A quick note on medical device registration

Drug calculators are classed as medical devices and have to be registered with the Medicines and Healthcare products Regulatory Agency (MHRA) in the UK. The web app at the link above is intended for demonstration only and will change as the tutorials progress. The calculator is not supposed to be used in a clinical environment and the formulas have not been tested. The demo app just serves one purpose - to show you the end product after each tutorial and to highlight some issues when building a web app. You can, of course, follow the tutorials and build your own app for personal or in-house use.

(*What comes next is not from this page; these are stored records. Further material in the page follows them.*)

PR #198, opened 2018-07-09
Adding missing # in table name

Hackwar:
The sample data is missing a #. I think this is pretty self-explanatory...


brianteeman:
Good spot

alikon:
please do the same fix on postgresql etc

Hackwar:
done

Issue #173, opened 2018-07-06
com_actionlogs: Edits to global configuration are not logged


Hackwar:
From this comment by me https://github.com/joomla/joomla-cms/pull/20800#issuecomment-402661866

Edits to Global Configuration are not logged

joomdonation:
If I understand your issue correctly, it should be sorted by PR https://github.com/joomla-projects/privacy-framework/pull/146

Hackwar:
I don't think so. I'm talking about the site configuration in com_config. In my tests, changes to a components configuration was correctly saved in the log, but changes to configuration.php through the GUI was not.

joomdonation:
Ah, I mis-understood the issue

joomdonation:
So I tried and it's working OK to me. 

1. Access to System -> Global Configuration

2. Select User Actions 

3. Tried to change the parameters, it's being saved properly

So I'm not sure what's wrong here?

mbabker:
The actual global configuration.  Not "go to global configuration then choose a component to change a component's configuration".

Hackwar:
We have a PR #200

PR #200, opened 2018-07-10
Adding logging for global configuration

Hackwar:
When editing the global configuration (of the application, not a specific component), this is not logged in the actionlog. This PR implements that.


Hackwar:
This solves #173

administrator/components/com_config/model/application.php
```diff
@@ -395,7 +396,12 @@ public function save($data)
 		$this->cleanCache('_system', 1);
 
 		// Write the configuration file.
-		return $this->writeConfigFile($config);
+		$result = $this->writeConfigFile($config);
+
+		// Trigger the after save event.
+		$dispatcher->trigger('onApplicationAfterSave', array($config));
```
joomdonation: Should we change event name to **onApplicationConfigAfterSave** ? I think it's more clear than  onApplicationAfterSave

plugins/actionlog/joomla/joomla.php
```diff
@@ -288,6 +288,53 @@ public function onContentChangeState($context, $pks, $value)
...
+
+		// Not found a valid content type, don't process further
+		if ($params === null)
+		{
+			return;
+		}
+
+		$extensionType = $params->type_title;
+
+		$messageLanguageKey = strtoupper('PLG_ACTIONLOG_JOOMLA_' . $extensionType . '_UPDATED');
```
joomdonation: Personal, I would use $messageLanguageKey = 'PLG_ACTIONLOG_JOOMLA_APPLICATION_CONFIG__UPDATED'; directly instead of getting it from $params. On other methods in this plugin (like onContentAfterSave), we have to get $extensionType via $params variable because there are multiple extensions/ content types use that same event. For this event, only com_config use it, so I think $extensionType could be hardcoded to APPLICATION_CONFIG

administrator/components/com_config/model/application.php
Hackwar: The event for extensions is named ```onExtensionAfterSave```, so I rather would want to stick to that format.

mbabker:
Since we're adding the after event, should we add the corresponding before event as well?  Or does it not make sense to have a pre-save hook in this context?

mbabker:
Also, the `onXXX(Before|After)Save` events usually take a set of three arguments:

- context
- `JTable` object with data
- `$isNew` flag

Do we want to try and follow convention or say "screw it" and stick with this event signature?

Hackwar:
Since there is no context, no JTable and no new config, I'd say screw it.

Regarding the before-event: Yes, we should add this. I was just lazy... I'm going to add that soon.

Hackwar:
I added the events and updated the table names for the update SQLs.

Issue #222, opened 2018-07-30
Missing value in  Plugins: Privacy - Content


Sandra97:
The value is missing for this constant: 
![index](https://user-images.githubusercontent.com/4682328/43395597-eb77a55c-93fe-11e8-962a-63aebe86dc68.png)

alikon:
please test #223

PR #223, opened 2018-07-30
Issue #222 fix: Missing value in Plugins: Privacy - Content

manojLondhe:
Fixed typo


Sandra97:
I just applied it. It works as expected, the value of the constant is displayed.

Software is a medical device when it is intended to be used for the diagnosis, prevention, monitoring, treatment or alleviation of disease. Registering an app as a medical device is a lengthy process that requires a lot of time and effort. This process will become more complex in the future as the law for medical device registration will soon face major changes. Unfortunately, this will make it more difficult to certify apps due to the up-classification of medical device software.

Currently, most stand-alone software is classified as Class I. These are low risk devices and require clinical evaluation, technical documentation, completion of a conformity assessment, and registration with the MHRA.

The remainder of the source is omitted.